Do You Know How Your Health Plan Works?
Part 1--Introduction
How well do you understand how your health plan works? According to a report in the March/April 2001 issue of the journal, "Health Affairs," less than 1/3 of the people surveyed correctly answered four questions about the requirements of their plans. The study, based on interviews with almost 11,000 privately insured people, compared consumers' answers to questions about plan requirements from information that researchers obtained directly from the health plans. The four plan requirements used to quiz consumers were 1) whether the consumer must choose from a provider network; 2) whether the plan pays any of the cost of out-of-network care; 3) whether the consumer must sign up with a primary care provider; and 4) whether the consumer must get a referral for specialty care. The researchers concluded that the consumers surveyed generally believed that their plan was more restrictive than it actually was.
Provider network
Of the four questions in the survey, consumers were most likely to understand whether or not their plan had a provider network. About 80% of individuals surveyed correctly answered this question.
If your health plan has a provider network, your insurance policy or certificate of coverage will explain the procedures you are required to follow in order to receive covered benefits. You will also receive a provider directory, which lists the hospitals, doctors, and other providers in the network. You should receive an updated provider directory annually.
Before making an appointment with a doctor, check the most current provider directory to determine if the doctor is associated with your plan. Be aware that doctors may leave the network during the year. The agreements between your health plan and the network providers are separate from your health insurance contract. Therefore, you should also call the health plan's customer service department or ask the doctor's staff when you make an appointment to verify that the provider is still part of the network.

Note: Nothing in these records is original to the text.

PR #1352, opened 2023-08-29
Switch from const char * to const uint8_t *

kddnewton:
`char` signedness is platform-dependent. As such there is sometimes some weirdness when we need to compare against non-ascii values. Furthermore you can't use `char` to index into lookup tables, so we end up always casting it to an `unsigned char`.

In general, since we're dealing with unknown data (the source), we should treat it all as just raw bytes. (Side note: this is already what the Java code does.)

This commit translates all of our `char` handling to `uint8_t`. You can see that there are many fewer casts now, since everything is always unsigned.

Believe it or not, this means we can't run on as many platforms as we previously could - `uint8_t` isn't guaranteed to be defined on platforms where 1 byte != 8 bits, but it looks like Ruby isn't support supported on such platforms any (ruby/ruby uses `uint8_t`) so we should be okay.

---

This commit is one I've wanted to make for a while, but kept getting delayed. Unfortunately it's very large now since the project is so big. Hopefully once we get this merged it will be minimally painful to maintain.

### DIFF
--- a/docs/encoding.md
+++ b/docs/encoding.md
@@ -61,22 +61,22 @@ typedef struct {
     // Return the number of bytes that the next character takes if it is valid
     // in the encoding. Does not read more than n bytes. It is assumed that n is
     // at least 1.
-    size_t (*char_width)(const char *c, ptrdiff_t n);
+    size_t (*char_width)(const uint8_t *b, ptrdiff_t n);
 
     // Return the number of bytes that the next character takes if it is valid
     // in the encoding and is alphabetical. Does not read more than n bytes. It
     // is assumed that n is at least 1.
-    size_t (*alpha_char)(const char *c, ptrdiff_t n);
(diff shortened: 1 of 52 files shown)


jemmaissroff:
Can we (/ did you) test this on ruby/ruby CI before merging it in here? Contents of it look straightforward enough to me, but I'm a little concerned about unknown unknowns when syncing this to Ruby. Probably worth creating a branch and running ruby/ruby CI to ascertain that's all good rather than deal with sync failures / breaking CI over there.

kddnewton:
@jemmaissroff good call. I just opened https://github.com/ruby/ruby/pull/8324.

eregon (approved):
Makes sense. All green (yarp and ruby CIs)

jemmaissroff (approved):

PR #1891, opened 2023-11-20
Move CallNode#name field between receiver and arguments

eregon:
* The same order as in source code.
* CallOrWriteNode, CallOperatorWriteNode, CallAndWriteNode already have the correct order so it was also inconsistent with them.

Currently the CallNode#name is the last field, which feels pretty strange when creating a new CallNode because it's crucial information only at the very end, and of course in source order it's between receiver and arguments.

Before:
```java
    public static final class CallNode extends Node {
        public final Node receiver;
        public final ArgumentsNode arguments;
        public final Node block;
        public final short flags;
        public final String name;
```
After
```java
    public static final class CallNode extends Node {
        public final Node receiver;
        public final String name;
        public final ArgumentsNode arguments;
        public final Node block;
        public final short flags;
```


config.yml
```diff
@@ -671,6 +671,8 @@ nodes:
         type: location?
       - name: message_loc
         type: location?
+      - name: name
+        type: constant
```
eregon, line 675: It seems when there is both a `constant` and `location` field the `location` is second, so I'll swap these, to be consistent with many other nodes which have it in that order.

kddnewton:
Can you rebase? Then this is fine.

kddnewton (changes requested):
Just marking as "request changes" until rebase

eregon:
Rebased

eregon:
I tried to repro the failure of the `test-all` job locally.
But I have a different error:
```
$ make -s test-all TESTS="prism --no-retry"
/home/eregon/code/ruby/test/prism/compiler_test.rb: linked to incompatible /home/eregon/.rubies/ruby-3.2.2/lib/libruby.so.3.2 - /home/eregon/prefix/ruby-master/lib/ruby/3.3.0+0/prism/prism.so (Test::Unit::ProxyError)
(also with other test files, it's just the first one failing I guess)

$ ldd /home/eregon/prefix/ruby-master/lib/ruby/3.3.0+0/prism/prism.so
ldd: warning: you do not have execution permission for `/home/eregon/prefix/ruby-master/lib/ruby/3.3.0+0/prism/prism.so'
	linux-vdso.so.1 (0x00007fff65b61000)
	libruby.so.3.2 => /home/eregon/.rubies/ruby-3.2.2/lib/libruby.so.3.2 (0x00007f66bfa00000)
	libm.so.6 => /lib64/libm.so.6 (0x00007f66c0121000)
	libc.so.6 => /lib64/libc.so.6 (0x00007f66bf823000)
	libz.so.1 => /lib64/libz.so.1 (0x00007f66c0107000)
	libcrypt.so.2 => /lib64/libcrypt.so.2 (0x00007f66c00cd000)
	libgcc_s.so.1 => /lib64/libgcc_s.so.1 (0x00007f66c00ab000)
	/lib64/ld-linux-x86-64.so.2 (0x00007f66c0291000)
```
It's pretty strange it's linked to 3.2 given I even `chruby ruby-master` in that shell.
I'll try to clean and rebuild.

eregon:
OK I can repro it locally now.
I guess the issue is the Makefile doesn't regenerate some generated file correctly when config.yml changes.

eregon:
Indeed, if I do:
```
rm -f prism/**/*.o
time make -j8 install-nodoc
make -s test-all TESTS="prism --no-retry"
```
Then the tests pass.

Maybe these dependencies in common.mk don't work:
```
prism/prism.$(OBJEXT): {$(VPATH)}prism/ast.h
```
This VPATH thing probably doesn't work.
Or maybe make doesn't understand `{$(VPATH)}prism/ast.h` and `prism/ast.h` are the same thing.

eregon:
To repro this it seems necessary to:
```
cd ruby
git checkout .
make clean
cd ../prism
bundle exec rake clobber
cd ../ruby
make -j8 install-nodoc
make -s test-all TESTS="prism --no-retry"
# ^ works fine
tool/sync_default_gems.rb prism
make -s test-all TESTS="prism --no-retry"
# ^ fails
```

eregon:
I can't spend more time debugging the complex CRuby build system so I'd like some help here.

Alternatively I could change the workflow to only build CRuby after sync_default_gems, that would most likely fix it.

kddnewton:
In that case can you just revert your changes to the CRuby build?

eregon:
Feel free to just push to this branch, you should have permission.
I'd like to at least see if that change fixes the CI job here.

eregon:
Ah there is the same problem in https://github.com/ruby/prism/pull/1903#issuecomment-1821628491, at least it's not just this PR.

My last commit does fix that workflow: https://github.com/ruby/prism/actions/runs/6949427614/job/18907514454?pr=1891
There is still an issue with incremental rebuild, but OTOH incremental rebuild on CRuby is frequently broken, and that can be fixed separately, this PR is not making it any worse.

So let's merge this then?

jemmaissroff:
Just noting that I rebased this branch, as referenced in https://github.com/ruby/prism/pull/1903#issuecomment-1821803356

kddnewton (approved):

PR #1898, opened 2023-11-20
Rename the big5-hkscs stuff to something more generic and add Big5-UAO sharing common code.

rgarver:
This adds support for Big5-UAO. See: https://github.com/ruby/prism/issues/1843

Rename some of the Big5-HKSCS files and definitions to reuse them for both cases since the logic appears to be the same.


kddnewton:
@rgarver this looks good but do you mind just putting everything into `big5.c`? That'll just simplify this whole thing.

rgarver:
No problem. That makes sense.

kddnewton (approved):

PR #1899, opened 2023-11-20
Warning for ENDs in methods

### LINKED ISSUE #1684: END in a method should warn
This warning happens in the legacy parsers for:

```ruby
      def foo
        END { }
      end
```

```text
../snippets/END1.rb:2: warning: END in method; use at_exit
```

This could be done during compile but it involves scope walking.   Also with runtimes using lazy method compilation we will see this warning only if the method is ever called.

haldun:
Closes #1684

### DIFF
--- a/include/prism/diagnostic.h
+++ b/include/prism/diagnostic.h
@@ -242,6 +242,7 @@ typedef enum {
     PM_WARN_AMBIGUOUS_FIRST_ARGUMENT_PLUS,
     PM_WARN_AMBIGUOUS_PREFIX_STAR,
     PM_WARN_AMBIGUOUS_SLASH,
+    PM_WARN_END_IN_METHOD,
 
     /* This must be the last member. */
     PM_DIAGNOSTIC_ID_LEN,
--- a/lib/prism/ffi.rb
+++ b/lib/prism/ffi.rb
@@ -299,7 +299,7 @@ module Prism
       values << (options.fetch(:frozen_string_literal, false) ? 1 : 0)
 
       template << "C"
-      values << (options[:verbose] ? 0 : 1)
+      values << (options.fetch(:verbose, true) ? 0 : 1)
 
       template << "L"
       if (scopes = options[:scopes])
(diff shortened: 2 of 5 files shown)


kddnewton:
Looks like you may need to update the FFI backend as well.

haldun:
@kddnewton I haven't touched FFI backend, do you have any pointers about what needs to be done?

eregon:
Warnings should already work fine in the FFI backend, but would be good to check for another existing warning.
I wonder if the issue is the `context_def_p` differs when using serialization.
You could check with Prism.dump + Prism.load to see if that has the warning.

haldun:
I don't see any tests for the existing warning messages. Do I miss something? Btw can you provide a Ruby snippet to trigger and existing warning to see whether we get the warnings in FFI?

eregon:
Mmh, it seems indeed warnings don't work with FFI currently.
`bundle exec bin/parse -e 'p //'` has 1 warning.
`PRISM_FFI_BACKEND=1 bundle exec bin/parse -e 'p //'` has no warnings.

eregon:
Ah that's likely the bug then.
I recall https://github.com/ruby/prism/pull/1765#discussion_r1384991034 maybe related to that?

Serialization itself is not the problem because `be ruby -Ilib -rprism -e 'p Prism.load "-e", Prism.dump("p //")'` has the warning (that's non-FFI mode).

haldun:
@eregon Yes that seems to be the issue. The tests are passing when I revert that line back. I am not sure what should be the ideal solution here though.

kddnewton:
I don't see how `context_def_p` could be different in the serialization environment - that would be very concerning seeing as the parser is invoked the exact same way.

This diff ought to fix it

```diff
diff --git a/lib/prism/ffi.rb b/lib/prism/ffi.rb
index c910fd3aae..847990ed9a 100644
--- a/lib/prism/ffi.rb
+++ b/lib/prism/ffi.rb
@@ -299,7 +299,7 @@ module Prism
       values << (options.fetch(:frozen_string_literal, false) ? 1 : 0)
 
       template << "C"
-      values << (options[:verbose] ? 0 : 1)
+      values << (options.fetch(:verbose, true) ? 0 : 1)
 
       template << "L"
       if (scopes = options[:scopes])
```

eregon:
> I don't see how `context_def_p` could be different in the serialization environment - that would be very concerning seeing as the parser is invoked the exact same way.

FWIW I was thinking when going through pm_serialize_parse maybe if given data it thinks it's an eval vs top-level parse. But that's not the problem here, and that part seems fine.

kddnewton (approved):

PR #1901, opened 2023-11-21
feat: adds encoding for TIS-620

thdaraujo:
[related to #1843]

Adds encoding for TIS-620 (Thai Industrial Standard 620-2533)

Documentation: [wikipedia](https://en.wikipedia.org/wiki/Thai_Industrial_Standard_620-2533)

According to [this paragraph](https://en.wikipedia.org/wiki/Thai_Industrial_Standard_620-2533#Variants), this encoding should be equivalent to [ISO-8859-11](https://en.wikipedia.org/wiki/ISO/IEC_8859-11), except for hex A0:
```
A nearly identical version of TIS-620 has been adopted as ISO/IEC 8859-11 in 2001,
the sole difference being that ISO/IEC 8859-11 defines hex A0 as a non-breaking space,
while TIS-620 leaves it undefined but reserved. (In practice, this small distinction is usually ignored.) 
```

~Should this just point to the ISO-8859-11 table, or is it worth it to have a new table defined, as done in this PR?~

Thanks!


docs/encoding.md
```diff
@@ -81,7 +82,7 @@ For each of these encodings, prism provides a function for checking if the subse
 
 ## Support for other encodings
 
-If an encoding is encountered that is not supported by prism, prism will call a user-provided callback function with the name of the encoding if one is provided. That function can be registered with `pm_parser_register_encoding_decode_callback`. The user-provided callback function can then provide a pointer to an encoding struct that contains the requisite functions that prism will use those to parse identifiers going forward.
+If an encoding is encountered that is not supported by prism, prism will call an user-provided callback function with the name of the encoding if one is provided. That function can be registered with `pm_parser_register_encoding_decode_callback`. The user-provided callback function can then provide a pointer to an encoding struct that contains the requisite functions that prism will use to parse identifiers going forward.
```
kddnewton, line 85: Getting rid of `those` is fine, but it should be `a` not `an`.

kddnewton (changes requested):
One small change, otherwise looks good

kddnewton:
Worth having its own table, no problem.

docs/encoding.md
thdaraujo: oops you're right, fixed!

kddnewton (approved):

kddnewton:
Nice work!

If the doctor you are seeing leaves the network during the year, you may be able to continue your treatment with that doctor for a period of time. Managed care plans in Wisconsin are required to allow you to continue care with your primary care provider until the end of the plan year and to allow you to continue treatment with a specialist for up to 90 days. If your doctor leaves the network, your health plan should provide you with specific information about your options.
Out-of-network care
The second question in the survey asked consumers whether their health plan would pay any of the costs if they went to an out-of-network doctor without a referral. Almost 70% of the consumers surveyed answered this question correctly.
Point-of-Service plans and Preferred Provider Plans are managed care plans that allow individuals to choose any provider for most covered services. However, you generally must pay higher deductibles and co-insurance amounts for services from out-of-network providers.
If you are covered by a health plan that provides out-of-network coverage, it is important to review all of your plan materials so that you understand any restrictions that may apply. There may be some benefits that are only available from network providers. For example, many preferred provider plans will only pay for routine physical examinations and other preventive services if a network doctor provides them.
It is also important to be aware of the additional cost you may have to pay if you choose an out-of-network provider; this can be a substantial amount. Find out if there is an additional deductible amount, and how much additional co-insurance you must pay. Many health plans require you to pay an additional 20-30% of the provider's charges if you see an out-of-network provider. If you are having an expensive procedure, this can be a large amount of money. You may also have to pay an additional amount if the out-of-network provider charges more than your health plan's allowed amount. Most health plans limit the amount allowed for a service to a "usual, customary, and reasonable amount." This is based on the amount all health care providers in your geographic area charge for a specific service. If your out-of-network provider charges more than this amount, you will be responsible for paying the difference. The agreements between your health plan and network provider generally requires the network provider to accept the health plan's allowed amount and only bill you for any deductibles or co-insurance amounts.
Primary care provider
About 72% of the consumers surveyed knew whether or not they were required to choose a primary care provider for routine care.
The primary care provider is the health care professional that you choose to help you manage your health care. He or she provides routine services and refers you to a specialist when necessary. Because your primary care doctor will be responsible for managing all of your health care, it is important for you to establish a good relationship with him or her so that you can discuss all of your concerns.
Managed care plans in Wisconsin must allow you to choose a physician specializing in family practice, internal medicine or pediatrics as your primary care physician. Some plans also allow you to choose other types of specialists for your primary care. And some health plans allow you to choose a clinic as your primary care provider rather than an individual doctor. These plans allow you to see any doctor in your primary care clinic for your health care needs.